▶ _TASK ITEM_
With the first line below as the start and the line containing "This fixes previous" as the end, copy every line between them exactly, ends included.

(Beginning of PROVIDED INFORMATION)

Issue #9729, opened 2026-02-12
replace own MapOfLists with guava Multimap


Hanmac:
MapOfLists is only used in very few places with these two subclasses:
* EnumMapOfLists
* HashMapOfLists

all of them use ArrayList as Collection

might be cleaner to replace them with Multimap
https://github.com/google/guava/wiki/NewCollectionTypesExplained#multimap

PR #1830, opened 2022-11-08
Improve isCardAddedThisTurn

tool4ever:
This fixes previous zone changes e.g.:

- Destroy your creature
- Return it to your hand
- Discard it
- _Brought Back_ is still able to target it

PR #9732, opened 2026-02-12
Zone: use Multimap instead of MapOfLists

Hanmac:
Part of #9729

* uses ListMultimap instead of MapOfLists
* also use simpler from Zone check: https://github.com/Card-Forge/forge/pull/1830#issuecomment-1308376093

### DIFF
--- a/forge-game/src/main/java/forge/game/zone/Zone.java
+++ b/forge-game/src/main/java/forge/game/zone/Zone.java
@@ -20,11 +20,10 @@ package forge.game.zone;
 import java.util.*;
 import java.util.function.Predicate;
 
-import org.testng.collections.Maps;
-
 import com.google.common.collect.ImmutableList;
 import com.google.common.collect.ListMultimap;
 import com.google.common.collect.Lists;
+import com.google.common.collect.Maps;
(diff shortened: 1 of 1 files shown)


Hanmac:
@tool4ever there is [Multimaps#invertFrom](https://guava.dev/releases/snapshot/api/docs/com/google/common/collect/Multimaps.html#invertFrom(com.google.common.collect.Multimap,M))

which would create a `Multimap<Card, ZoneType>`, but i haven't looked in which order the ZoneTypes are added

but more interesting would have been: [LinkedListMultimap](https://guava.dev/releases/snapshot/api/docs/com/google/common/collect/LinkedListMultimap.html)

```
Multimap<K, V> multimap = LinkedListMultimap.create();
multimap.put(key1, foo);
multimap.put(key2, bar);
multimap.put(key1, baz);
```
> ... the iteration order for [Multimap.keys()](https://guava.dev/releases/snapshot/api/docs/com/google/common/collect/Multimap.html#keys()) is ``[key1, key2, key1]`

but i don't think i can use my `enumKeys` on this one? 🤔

(End of PROVIDED INFORMATION)

▶ _REPLY_
Issue #9729, opened 2026-02-12
replace own MapOfLists with guava Multimap


Hanmac:
MapOfLists is only used in very few places with these two subclasses:
* EnumMapOfLists
* HashMapOfLists

all of them use ArrayList as Collection

might be cleaner to replace them with Multimap
https://github.com/google/guava/wiki/NewCollectionTypesExplained#multimap

PR #1830, opened 2022-11-08
Improve isCardAddedThisTurn

tool4ever:
This fixes previous zone changes e.g.:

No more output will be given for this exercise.